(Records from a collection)
=====

Issue #2, opened 2022-06-07
Typo tolerance


micheleriva:
**Is your feature request related to a problem?**
As for now, Lyra does not implement typo tolerance during the search.

That means that if I misspell something like `seaorse` instead of `seahorse`, I don't get the expected results.

**Describe the solution you'd like**
Lyra should implement typo-tolerance using the Levenshtein algorithm or similar while traversing the trie.
Users should be able to disable the typo-tolerance feature as follows:

```js
await lyra.search({
  term: "seaorse",
  limit: 5,
  offset: 2,
  exact: true,
  fixTypos: false
})
```

`fixTypos` should be enabled by default.

PR #11, opened 2022-07-13
Tolerance

mateonunez:
This PR is a proposal to resolve the problem of #2.

The changes don't implement a `boolean` to manage the typo errors. Instead of that, a new parameter has been added to the `search` method.

As the documentation shows: tolerance is the **maximum** distance between the searched _term_ and a _word_ inside a document.

I've added a few tests for this implementation.

### Coverage

**Without Tolerance implementation**:

| File          | % Stmts | % Branch | % Funcs | % Lines | Uncovered Line #s |
| ------------- | ------- | -------- | ------- | ------- | ----------------- |
| All files     | 85.6    | 65.38    | 89.47   | 85.82   |                   |
| ...refix-tree | 95.18   | 78.57    | 100     | 97.5    |                   |
| trie.ts       | 94.02   | 78.57    | 100     | 96.87   | 104,129           |

**With Tolerance implementation**:
| File          | % Stmts | % Branch | % Funcs | % Lines | Uncovered Line #s |
| ------------- | ------- | -------- | ------- | ------- | ----------------- |
| All files     | 86.44   | 67.41    | 90      | 87.14   |                   |
| src           | 82.43   | 58.18    | 84.61   | 82.38   |                   |
| ...shtein.ts  | 91.66   | 60       | 100     | 100     | 2-3               |
| ...refix-tree | 95.55   | 82.35    | 100     | 97.7    |                   |
| trie.ts       | 94.59   | 82.35    | 100     | 97.18   | 115,140           |

### Time elapsed

**Without Tolerance implementation**:
```js
{
  elapsed: '135μs',
  hits: [
    {
      id: 'ECbOj5pixIOJc9KfQpwss',
      quote: 'Be yourself; everyone else is already taken.',
      author: 'Oscar Wilde',
      isFavorite: false,
      rating: 4
    },
    {
      id: 'jMfGCEX1zf-TX0Tc5-e-8',
      quote: 'So many books, so little time.',
      author: 'Frank Zappa',
      isFavorite: true,
      rating: 5
    }
  ],
  count: 2
}
```

**With Tolerance implementation**:
```js
{
  elapsed: '147μs',
  hits: [
    {
      id: 'FFU-21lklMCkviNQgSPCc',
      quote: 'Be yourself; everyone else is already taken.',
      author: 'Oscar Wilde',
      isFavorite: false,
      rating: 4
    },
    {
      id: '4FAnVKAP2wygWEbnZOUhT',
      quote: 'So many books, so little time.',
      author: 'Frank Zappa',
      isFavorite: true,
      rating: 5
    }
  ],
  count: 2
}
```

### DIFF
--- a/packages/lyra/src/prefix-tree/trie.ts
+++ b/packages/lyra/src/prefix-tree/trie.ts
@@ -66,6 +66,7 @@ export class Trie {
     findAllWords(node, output);
 
     function findAllWords(_node: TrieNode, _output: FindResult) {
+      let distance = 0;
       if (_node.end) {
         const [word, docIDs] = _node.getWord();
 
@@ -74,9 +75,13 @@ export class Trie {
         }
 
         if (!(word in _output)) {
-          const distance = levenshtein(term, word);
+          if (tolerance) {
+            distance = levenshtein(term, word);
 
-          if (distance <= (tolerance || (tolerance !== 0 && word.length))) {
+            if (distance <= tolerance) {
+              _output[word] = new Set();
+            }
+          } else {
             _output[word] = new Set();
           }
         }
--- a/packages/lyra/src/prefix-tree/trie.ts
+++ b/packages/lyra/src/prefix-tree/trie.ts
@@ -1,8 +1,10 @@
 import { TrieNode } from "./node";
+import { levenshtein } from "../levenshtein";
 
 export type FindParams = {
   term: string;
   exact?: boolean;
+  tolerance?: number;
 };
 
 export type FindResult = {
@@ -49,14 +51,14 @@ export class Trie {
     return node.end;
   }
 
-  find({ term, exact }: FindParams): FindResult {
+  find({ term, exact, tolerance }: FindParams): FindResult {
     let node = this.root;
     const output: FindResult = {};
 
     for (const char of term) {
       if (node?.children?.has(char)) {
         node = node.children.get(char)!;
-      } else {
+      } else if (!tolerance) {
         return output;
       }
     }
@@ -72,12 +74,16 @@ export class Trie {
         }
 
         if (!(word in _output)) {
-          _output[word] = new Set();
+          const distance = levenshtein(term, word);
+
+          if (distance <= (tolerance || (tolerance !== 0 && word.length))) {
+            _output[word] = new Set();
+          }
         }
 
         if (docIDs?.size) {
           for (const doc of docIDs) {
-            _output[word].add(doc);
+            _output[word] && _output[word].add(doc);
           }
         }
       }
--- a/packages/lyra/src/prefix-tree/trie.ts
+++ b/packages/lyra/src/prefix-tree/trie.ts
@@ -66,7 +66,6 @@ export class Trie {
     findAllWords(node, output);
 
     function findAllWords(_node: TrieNode, _output: FindResult) {
-      let distance = 0;
       if (_node.end) {
         const [word, docIDs] = _node.getWord();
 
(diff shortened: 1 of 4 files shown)


micheleriva:
Thank you @mateonunez, this is gold. I'll review the code tomorrow morning and let you know how we want to proceed.

I actually planned to introduce a `tolerance`-like property in one of the next releases of Lyra, but if we get it merged sooner, it's better.

mateonunez:
Sounds great @micheleriva! Can't wait for the new release and the new features. 👌

packages/lyra/src/prefix-tree/trie.ts
```diff
@@ -72,12 +75,24 @@ export class Trie {
         }
 
         if (!(word in _output)) {
-          _output[word] = new Set();
+          if (tolerance) {
+            // if the tolerance is set, we need to calculate the distance using levenshtein algorithm
+            distance = levenshtein(term, word);
```
micheleriva, line 80: This looks perfect, I would just add a simple control like `if (word.length <= tolerance)` to avoid computing the edit distance on large strings, which will be ignored anyway. What do you think?

packages/lyra/tests/lyra.test.ts
```diff
@@ -305,4 +305,61 @@ describe("lyra", () => {
     );
     expect((exactSearch.hits[0] as any).author).toBe("Oscar Wilde");
   });
+
+  it("Shouldn't be tolerant", async () => {
```
micheleriva, line 309: I would call this test `it("Shouldn't tolerate typos")`

packages/lyra/tests/lyra.test.ts
```diff
@@ -305,4 +305,61 @@ describe("lyra", () => {
...
+
+    const search = await db.search({
+      term: "seahrse",
+      tolerance: 0,
+    });
+
+    expect(search.count).toBe(0);
+  });
+
+  it("Should be tolerant", async () => {
```
micheleriva, line 331: I would call this test `it("Should tolerate typos")`

micheleriva:
@mateonunez this PR looks really good! I just left a few minor comments, it would be awesome if you could address them.

In a future release, as an improvement, we should aim at running the Levenshtein algorithm against the tree instead of words.

Let me give you an example:

* If you're searching for `"hello"`, but you mistype and write `"hllo"` instead, the current algorithm will work just fine.
* If you're searching for `"hello"`, but you mistype and write `"yellow"` (with a tolerance of `2`), this won't work, as we discard words with `y` as a prefix.

This is something to consider for future releases, as for now, I am happy with the current PR

packages/lyra/src/prefix-tree/trie.ts
mateonunez: I was thinking about it, I've added a check in the first commit that checks the **word.lenght**, but I wasn't completely convinced.

We can do something like this:

```js
if (tolerance) {
  // computing the difference of letters between the term and the word
  const difference = Math.abs(term.length - word.length);

  if (difference <= tolerance) {
    // if the tolerance is set, we need to calculate the distance using levenshtein algorithm
    distance = levenshtein(term, word);
...
```

Computing the difference of letters between the **word** and the **term** we can avoid on large strings.

It could be a good solution in your opinion?

micheleriva: Yes, let's do this!

mateonunez:
I got the point about the next Levenshtein algorithm implementation. It might be fun to work on it.

micheleriva (approved):

micheleriva:
LGTM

=====

■ Your instructions ■
Please set down again, word for word, only the lines from the start of the entries through the line with "As the documentation", both ends included.

■ Answer to this exercise ■
Issue #2, opened 2022-06-07
Typo tolerance


micheleriva:
**Is your feature request related to a problem?**
As for now, Lyra does not implement typo tolerance during the search.

That means that if I misspell something like `seaorse` instead of `seahorse`, I don't get the expected results.

**Describe the solution you'd like**
Lyra should implement typo-tolerance using the Levenshtein algorithm or similar while traversing the trie.
Users should be able to disable the typo-tolerance feature as follows:

```js
await lyra.search({
  term: "seaorse",
  limit: 5,
  offset: 2,
  exact: true,
  fixTypos: false
})
```

`fixTypos` should be enabled by default.

PR #11, opened 2022-07-13
Tolerance

mateonunez:
This PR is a proposal to resolve the problem of #2.

The changes don't implement a `boolean` to manage the typo errors. Instead of that, a new parameter has been added to the `search` method.

As the documentation shows: tolerance is the **maximum** distance between the searched _term_ and a _word_ inside a document.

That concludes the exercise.